12 of the most interesting charts surfaced over the weekend 🧵
1/ Record US Treasuries inflows for 2023
"Inflows to Treasuries have totalled $127bn YTD and are on track for a record $206bn in 2023".
2/ Also in the news, the iShares 20+ Year Treasury Bond ETF $TLT witnessed its largest weekly outflow ($1.8 billion) since March 2020 last week.
3/ The US 10Y has been on the move this week, climbing back to 4.17%.
Back to levels last seen last November, and before that, mid-2008.
4/ Wells Fargo thinks the probability of a soft landing has increased.
"We still think it is more likely than not that the economy experiences a few quarters of negative GDP growth and declining employment early next year. But - the probability of a soft landing has increased".
@MTSInsights 5/ US 30Y Mortgage rates surpassed 7.5% recently, marking the first time in 23 years they have been so high.
"The economy is currently experiencing a significant tightening of financial conditions, largely driven by the persisting fragility in the Treasury market".
6/ Six-figure households are witnessing the slowest wage growth according to BofA.

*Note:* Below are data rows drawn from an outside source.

PR #1072, opened 2026-05-01
feat(acp): full Gemini CLI integration — tool exposure + spec compliance + watchdog + GEMINI.md

codebit0:
## Summary

Consolidated ACP-mode agent integration covering everything verified end-to-end against Gemini CLI 0.40.1: tool exposure, spec compliance, vendor default args, prompt watchdog, and GEMINI.md context. Supersedes #1069's ACP-architecture portions.

### Relationship to #1069

This PR carries the canonical ACP architecture going forward. #1069's ACP commits (parallel implementation in ACPSettings struct style) are superseded by this branch and will be closed; #1069's non-ACP parts (ko i18n, ops hardening, CLI header fix) are being split into focused follow-up PRs.

### 1. ACP agent tool exposure

- `internal/skills/dep_checker.go` — raise `depCheckTimeout` 5s→30s; on `DeadlineExceeded` log warning and assume present (was triggering reinstall loop every ~30s under load).
- `cmd/gateway_builtin_tools.go` — seed six tools that ACP-mode agents could not see (`datetime`, `delegate`, `mcp_tool_search`, `list_group_members`, `vault_read`, `vault_search`). Native-provider agents bypass this and were unaffected, masking the gap.
- `internal/mcp/bridge_server.go` — replace hardcoded `BridgeToolNames` whitelist with `BuiltinToolStore.ListEnabled()` lookup. UI builtin-tools toggle is now the single source of truth; `bridgeAlwaysExcluded` keeps internal-only tools (`spawn`, `create_forum_topic`, `heartbeat`) off the bridge.
- `cmd/gateway_setup.go` — always construct `mcp.Manager` so `mcp_tool_search` is available even with zero external MCP servers configured.

### 2. ACP spec compliance for Gemini CLI 0.40.1

- **Snake_case method aliases** — Gemini CLI 0.38.x+ sends spec-compliant `fs/read_text_file`, `fs/write_text_file`, `terminal/wait_for_exit`, `session/request_permission`. Each tool-bridge case now accepts both snake_case and the legacy camelCase. Without this, requests fall through to "unknown method" and Gemini's catch path stringifies the rejection (non-Error JS object) as `[object Object]` in `tool_call_update.content`.
[...]

PR #1069, opened 2026-04-30
feat: ACP standardization + ko i18n + ops hardening (full branch)

codebit0:
## Summary

Comprehensive branch covering ACP (Agent Client Protocol) provider work, Korean (ko) localization, and several operational fixes. Built on top of `origin/main` (merged in) so it reflects the full state we have been running internally.

This PR is broader in scope than #1067 (which extracts the ACP-only subset). Reviewers may prefer to land #1067 first and rebase this PR on top, or split it further.

#### 1. ACP protocol standardization and hardening
- Handle `session/request_permission` for Gemini CLI 0.38.x
- Prompt inactivity watchdog + stealth mode option
- Unified `ACPSettings` config struct shared by both registration paths (config.json `providers.acp` and DB `llm_providers.settings` JSONB)
- ACP provider hot-reload on DB updates (no gateway restart)
- `GEMINI.md`-based system prompt + context restoration on session reset
- ACP permission-mode wiring through tool bridge
- Unit tests for `extractACPContent` and `writeGeminiMD`

#### 2. Korean (ko) localization
- New `internal/i18n/catalog_ko.go` with full key coverage
- `LocaleKO` constant and `IsSupported` extended
- All UI namespaces translated under `ui/web/src/i18n/locales/ko/*.json`
- `SUPPORTED_LANGUAGES` and language label tables updated

#### 3. Provider verify (#1034 refactor)
- `model` is now required (ping-mode entrypoint kept as a fallback in this branch — see file diff)
- Response shape: `{success, models[]}` for richer feedback
- CLI: `goclaw providers verify <id>` prints the available model list

#### 4. Gemini native embedding provider
- New `internal/memory/embedding_gemini.go` (`memory.NewGeminiEmbeddingProvider`)
- `buildEmbeddingProvider` adds `ProviderGeminiNative` branch

#### 5. Operational fixes
- Bot token masking in channel logs (Telegram, etc.)
- Episodic memory worker timeout raised to 120s
- `path_escape` log corrections
- Channel watchdog retry on transient failures
- Missing `X-GoClaw-User-Id` header on gateway HTTP client
- Heartbeat FK migration (#1034) and tenant-scoped `DeleteProvider` retained from upstream main

#### 6. Docs / repo hygiene
- `GEMINI.md` moved to parent directory
- KIS integration guidelines added to `DEVNOTE.md`
- CLAUDE.md / DEVNOTE.md scoped out of earlier PRs (per repository convention)

### Out of scope / known caveats

[...]

PR #1078, opened 2026-05-02
fix(acp): tool exposure + spec compliance + vendor default args (consolidated)

codebit0:
## Summary

Consolidated branch covering ACP-mode agent fixes verified end-to-end against Gemini CLI 0.40.1. Combines the tool-exposure work from #1072 with the spec-compliant ACP standardization, in the same provider-layer architecture as #1069.

### Relationship to existing PRs

- **#1072 (fix/acp-tool-exposure)** — three commits here mirror its content (`fix(skills): prevent infinite pip install loop`, `fix(tools): seed missing builtin tools and wire mcp_tool_search`, `fix(mcp): expose builtin_tools-seeded tools via dynamic bridge lookup`). If this PR lands, #1072 can close as superseded.
- **#1069 (merge/2026-04-29)** — that PR carries the broader ACP standardization plus ko i18n + ops hardening. The ACP-architecture parts here are equivalent in final shape (provider-layer `WithIncludeDirectories` option + `applyVendorDefaultArgs` helper); ko i18n and other ops items in #1069 are not duplicated and would still need to land separately.

Reviewers may prefer to merge #1069 first and rebase this on top, or pick one branch to consolidate everything.

### 1. ACP agent tool exposure (from #1072)

- `internal/skills/dep_checker.go` — raise `depCheckTimeout` 5s→30s; on `DeadlineExceeded` log a warning and assume packages present (the previous behaviour falsely flagged everything missing under load and triggered a reinstall loop every ~30s).
- `cmd/gateway_builtin_tools.go` — seed six tools that ACP-mode agents could not see (`datetime`, `delegate`, `mcp_tool_search`, `list_group_members`, `vault_read`, `vault_search`). Native-provider agents read the registry directly and were unaffected, masking the gap.
- `internal/mcp/bridge_server.go` — replace the hardcoded `BridgeToolNames` whitelist with `BuiltinToolStore.ListEnabled()` lookup. The UI builtin-tools toggle is now the single source of truth for ACP exposure; `bridgeAlwaysExcluded` keeps internal-only tools (`spawn`, `create_forum_topic`, `heartbeat`) off the bridge.
- `cmd/gateway_setup.go` — always construct an `mcp.Manager` so `mcp_tool_search` is available even when no external MCP servers are configured (returns "no tools found" until servers are added; no redeploy on add).

### 2. ACP spec compliance for Gemini CLI 0.40.1

- **Snake_case method aliases** — Gemini CLI 0.38.x+ sends spec-compliant `fs/read_text_file`, `fs/write_text_file`, `terminal/wait_for_exit`, `session/request_permission`. Each tool-bridge switch case now accepts both snake_case and the legacy camelCase. Without this, requests fall through to "unknown method", which Gemini's catch path stringifies as `[object Object]` in `tool_call_update.content` because the rejection isn't a JS `Error` instance.
- **Kind-based permission selection** — new `SessionRequestPermissionRequest`/`Response` types match the spec's nested-outcome shape (`{outcome: {outcome: "selected", optionId}}` / `{outcome: {outcome: "cancelled"}}`). `handleSessionPermission` selects by `PermissionOption.Kind` (`allow_once` / `allow_always` / `reject_once` / `reject_always`) rather than agent-defined OptionID strings, since Kind is stable across Gemini versions while OptionID values are not. Approve-all prefers `allow_once` so operator policy still gates each tool call.

### 3. Provider-layer vendor and include-directories injection

Removes the cmd-level `enrichGeminiACPArgs` in favour of two cleaner primitives in the providers package:

- `WithIncludeDirectories(dirs []string) ACPOption` — callers pass candidate skill directories; `NewACPProvider` stat-filters and emits `--include-directories <dir>` pairs only for the gemini binary.
- `applyVendorDefaultArgs(binary, args)` — appends per-binary CLI defaults that goclaw's deployment requires unconditionally. Currently injects `--skip-trust` for gemini so MCP discovery runs even when the per-session cwd inherits `DO_NOT_TRUST` from `~/.gemini/trustedFolders.json`. ACP sessions always run inside a goclaw-managed sandbox, so the user-facing trust gate is moot. New vendor rules go here rather than scattering binary-name checks across call sites.

`cmd/gateway_providers.go` now only enumerates candidate skill directories via `acpSkillCandidateDirs(workspace)` and passes them as the `WithIncludeDirectories` option; binary gating and vendor flag emission live in the provider.

## Test plan

- [x] `go build ./...` (PG)
- [x] `go build -tags sqliteonly ./...` (Desktop / SQLite)
- [x] `go vet ./...`
- [x] `go test ./internal/providers/acp/...`
- [x] `go test ./internal/skills/...`
- [x] Live verified against Gemini CLI 0.40.1: ACP `session/new` → `session/prompt` → `session/request_permission` (Kind-based, approved with `allow_once`) → MCP `tools/call` for `datetime` → tool result text returned to LLM → final user-facing message contains the correct timestamp. No `[object Object]` content in `tool_call_update`.
- [x] `mcp.bridge: tools registered count=37 skipped_excluded=1` — the seeded tools appear in `tools/list` results.
- [ ] Reviewer to run integration tests with pgvector pg18 on port 5433.
- [ ] Reviewer to verify the dep-check loop is gone under skill install load.

### DIFF
--- a/cmd/gateway.go
+++ b/cmd/gateway.go
@@ -286,6 +286,7 @@ func runGateway() {
 	server.SetDB(pgStores.DB)
 	server.SetPolicyEngine(permPE)
 	server.SetPairingService(pgStores.Pairing)
+	server.SetBuiltinToolsStore(pgStores.BuiltinTools)
 	server.SetMessageBus(msgBus)
 	server.SetOAuthHandler(httpapi.NewOAuthHandler(pgStores.Providers, pgStores.ConfigSecrets, providerRegistry, msgBus))
 
--- a/cmd/gateway_builtin_tools.go
+++ b/cmd/gateway_builtin_tools.go
@@ -112,6 +112,26 @@ func builtinToolSeedData() []store.BuiltinToolDef {
 		{Name: "team_tasks", DisplayName: "Team Tasks", Description: "View, create, update, and complete tasks on the team task board", Category: "teams", Enabled: true,
 			Requires: []string{"managed_mode", "teams"},
 		},
+
+		// general — utility tools available to every agent (incl. ACP via MCP bridge)
+		{Name: "datetime", DisplayName: "Date / Time", Description: "Get current date and time with optional IANA timezone (returns UTC + local).", Category: "general", Enabled: true},
+
+		// subagents (continued)
+		{Name: "delegate", DisplayName: "Delegate Task", Description: "Delegate a task to another linked agent (inter-agent orchestration).", Category: "subagents", Enabled: true},
+
+		// skills (continued)
+		{Name: "mcp_tool_search", DisplayName: "MCP Tool Search", Description: "BM25 search over deferred MCP tool catalog to discover relevant tools by query.", Category: "skills", Enabled: true},
+
+		// messaging (continued)
+		{Name: "list_group_members", DisplayName: "List Group Members", Description: "List members in a group chat (Telegram group, etc.).", Category: "messaging", Enabled: true},
+
+		// memory — Knowledge Vault
+		{Name: "vault_read", DisplayName: "Vault Read", Description: "Read a document from the Knowledge Vault by path or [[wikilink]].", Category: "memory", Enabled: true,
+			Requires: []string{"vault"},
+		},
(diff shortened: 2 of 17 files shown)


codebit0:
Superseded — folding the same content (consolidated ACP work) directly into #1072 instead of opening a parallel PR.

7/ Don't be distracted by scary debt level statistics, debt servicing burdens remain low.
"Debt payments consumed just 9.6% of disposable income in Q1, slightly below the pre-pandemic level and well below the long-run norm".
@MTSInsights 8/ The incredible rise of unprofitable companies.
As a percentage of publicly listed firms, unprofitable companies have grown from ~40% to ~50% in the last three decades.
@MTSInsights @SnippetFinance 9/ Big American companies have consistently earned more and more.
"Some analysts expect corporate earnings to fall dramatically over the next few years. Even if they're right and earnings fall, they should recover within a few years, as they've always done historically".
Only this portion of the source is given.